START DATA LISTING

PR #2953, opened 2026-06-03
AArch64: Fix register access for LSE atomics

oleavr:

**Detailed description**

The AArch64 LSE atomics (CAS, CASP, SWP, and the LD<op>/ST<op> families) had empty operand-access
entries, so cs_regs_access() reported neither the value registers read nor the destination written. E.g.
swp w0, w1, [x2] reported only x2 read, nothing written.

Fixes:
1. Populate the operand-access table in AArch64MappingInsnOp.inc.
2. Handle CASP register pairs in AArch64_reg_access() — the printer leaves the second pair element
without access info. Operands 0–1 are read+written, 2–3 read.

No API/struct changes.

**Test plan**

suite/regress/test_arm64_atomics.py asserts the read/written sets from regs_access() across the affected
families. Fails before the fix, passes after.

python3 suite/regress/test_arm64_atomics.py

**Closing issues**

None.

### DIFF
--- a/suite/regress/test_arm64_atomics.py
+++ b/suite/regress/test_arm64_atomics.py
@@ -1,0 +1,41 @@
+import unittest
+from capstone import *
+from capstone.arm64 import *
+
+class ARM64AtomicsRegAccessTest(unittest.TestCase):
+
+    # https://developer.arm.com/documentation/ddi0596/2021-12/Base-Instructions
+    INSTRUCTIONS = [
+        ("41 80 20 b8", "swp w0, w1, [x2]",       {"w0", "x2"},       {"w1"}),
+        ("41 80 a0 b8", "swpa w0, w1, [x2]",      {"w0", "x2"},       {"w1"}),
+        ("41 7c a0 88", "cas w0, w1, [x2]",       {"w0", "w1", "x2"}, {"w0"}),
+        ("82 7c 20 48", "casp x0, x1, x2, x3, [x4]",
+                                                  {"x0", "x1", "x2", "x3", "x4"}, {"x0", "x1"}),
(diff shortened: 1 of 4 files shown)


oleavr:
The base was briefly wrong when I opened this, so the labeler applied every arch/binding label. Base is now v5; only AArch64 and Python apply. I can't edit labels myself — could a maintainer clear the rest? Thanks!

suite/regress/test_arm64_atomics.py
Rot127, line 1: This needs to be added to the `bindings/python/Makefile` on the v5 branch. Otherwise it is not run in the CI.

Rot127 (changes requested):
Thanks! See the comment.

suite/regress/test_arm64_atomics.py
oleavr: Done — added a REGRESS_TESTS entry to the check target so CI runs it.

Note: the existing loop ran ./$t from bindings/python/, but the tests live in tests/, so it was already failing before any regress test. Fixed it to cd tests first. Can split that out if you'd rather.

Rot127 (approved):

Rot127:
Let me merge this one first: https://github.com/capstone-engine/capstone/pull/2954

Rot127:
Freaking v5 testing. I am so close to rewrite it.

Anyways, the makefile way is broken and I removed that step from the workflow.

Can you please revert the Makefile changes and add the test to `./bindings/python/tests/test_all.py` please?
Then rebase and we can merge.

Sorry for all the back and forth. I haven't looked at the v5 testing for a long time and forgot where is what done.

Rot127:
Close by https://github.com/capstone-engine/capstone/pull/2978

Thanks a lot!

END DATA LISTING

# AIM OF THE EXERCISE:
A reply that repeats all the data exactly is required.

# RESPONSE TO THIS TASK:
PR #2953, opened 2026-06-03
AArch64: Fix register access for LSE atomics

oleavr:

**Detailed description**

The AArch64 LSE atomics (CAS, CASP, SWP, and the LD<op>/ST<op> families) had empty operand-access
entries, so cs_regs_access() reported neither the value registers read nor the destination written. E.g.
swp w0, w1, [x2] reported only x2 read, nothing written.

Fixes:
1. Populate the operand-access table in AArch64MappingInsnOp.inc.
2. Handle CASP register pairs in AArch64_reg_access() — the printer leaves the second pair element
without access info. Operands 0–1 are read+written, 2–3 read.

No API/struct changes.

**Test plan**

suite/regress/test_arm64_atomics.py asserts the read/written sets from regs_access() across the affected
families. Fails before the fix, passes after.

python3 suite/regress/test_arm64_atomics.py

**Closing issues**

None.

### DIFF
--- a/suite/regress/test_arm64_atomics.py
+++ b/suite/regress/test_arm64_atomics.py
@@ -1,0 +1,41 @@
+import unittest
+from capstone import *
+from capstone.arm64 import *
+
+class ARM64AtomicsRegAccessTest(unittest.TestCase):
+
+    # https://developer.arm.com/documentation/ddi0596/2021-12/Base-Instructions
+    INSTRUCTIONS = [
+        ("41 80 20 b8", "swp w0, w1, [x2]",       {"w0", "x2"},       {"w1"}),
+        ("41 80 a0 b8", "swpa w0, w1, [x2]",      {"w0", "x2"},       {"w1"}),
+        ("41 7c a0 88", "cas w0, w1, [x2]",       {"w0", "w1", "x2"}, {"w0"}),
+        ("82 7c 20 48", "casp x0, x1, x2, x3, [x4]",
+                                                  {"x0", "x1", "x2", "x3", "x4"}, {"x0", "x1"}),
(diff shortened: 1 of 4 files shown)


oleavr:
The base was briefly wrong when I opened this, so the labeler applied every arch/binding label. Base is now v5; only AArch64 and Python apply. I can't edit labels myself — could a maintainer clear the rest? Thanks!

suite/regress/test_arm64_atomics.py
Rot127, line 1: This needs to be added to the `bindings/python/Makefile` on the v5 branch. Otherwise it is not run in the CI.

Rot127 (changes requested):
Thanks! See the comment.

suite/regress/test_arm64_atomics.py
oleavr: Done — added a REGRESS_TESTS entry to the check target so CI runs it.

Note: the existing loop ran ./$t from bindings/python/, but the tests live in tests/, so it was already failing before any regress test. Fixed it to cd tests first. Can split that out if you'd rather.

Rot127 (approved):

Rot127:
Let me merge this one first: https://github.com/capstone-engine/capstone/pull/2954

Rot127:
Freaking v5 testing. I am so close to rewrite it.

Anyways, the makefile way is broken and I removed that step from the workflow.

Can you please revert the Makefile changes and add the test to `./bindings/python/tests/test_all.py` please?
Then rebase and we can merge.

Sorry for all the back and forth. I haven't looked at the v5 testing for a long time and forgot where is what done.

Rot127:
Close by https://github.com/capstone-engine/capstone/pull/2978

Thanks a lot!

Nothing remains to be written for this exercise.